Tx – Rx – 20·log(Rx/Rrx) = 34,9
wobei:
- Rx
- = Niveau gemessen an dem Eingang zu der Rx-Seite des Hybrid-Vergeichers (Pin
22)
- Tx
- = Niveau gemessen an dem Eingang zu der Tx-Seite des Hybrid-Vergleichers (Pin
10
- Rrx
- = Widerstand an dem Eingang zu der Rx-Seite des Hybrid-Vergleichers (R131)
- Rtx
- = Widerstand an dem Eingang zu der Tx-Seite des Hybrid-Vergleichers (R125)
In der vorstehenden Untersuchung werden die Signale vor und nach dem
Lautsprecherverstärker abgenommen, und das auf der Rx-Seite gemessene Niveau
ist entsprechend einstellbar. Daher wird die Formel zu:
Tx – Rx – 20·log(Rtx/Rrx) = 34,9-21,5, oder
Tx – Rx – 20·log(Rtx/Rrx) = 13,4
wobei
- Rx
- = Niveau gemessen an dem Eingang zu der Rx-Seite des Hybrid-Vergleichers (Pin
22)
- Tx
- = Niveau gemessen an dem Eingang zu der Tx-Seite des Hybrid-Vergleichers (Pin
10)
- Rrx
- = Widerstand an dem Eingang zu der Rx-Seite des Hybrid-Vergleichers (R131)
- Rtx
- = Widerstand an dem Eingang zu der Tx-Seite des Hybrid-Vergleichers (R125)
Die vorstehende Offenbarung der bevorzugten Ausführungsbeispiele
der vorliegenden Erfindung wurde zu Zwecken der Darstellung und Beschreibung gegeben.
Sie soll nicht erschöpfend sein oder die Erfindung auf die genau offenbarten
Formen einschränken.

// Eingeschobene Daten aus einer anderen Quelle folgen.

PR #6452, opened 2020-04-06
[4.3] Handle not system_config ACLs when deleting them via SUP

harenson:


lazedo:
@harenson this looks more like a `doc` than a `code` thing, no ?

harenson:
@lazedo This change gives the user a hint about why the ACL cannot be removed. Instead of them having to search documentation based on a `ACL not found` message that says nothing about why it was not deleted.

lazedo:
@harenson sup commands are run by `admins` who should read the docs. i don't agree with this at all.
`ecallmgr` knows `nothing` about `crossbar` apis or `monster-ui` apps.

jamesaimonetti:
@harenson i agree, i would just echo out the authz type and id and suggest using an appropriate API. Something like "This entry is not managed by ecallmgr. It is of type {AUTHZ_TYPE}; please use the APIs to manage it"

Viele Variationen und Modifikationen der hier beschriebenen
Ausführungsbeispiele sind für einen Durchschnittsfachmann im Lichte der
vorstehenden Offenbarung ersichtlich. Der Schutzumfang der Erfindung soll nur durch
die beigefügten Ansprüche und durch ihre Äquivalente bestimmt sein.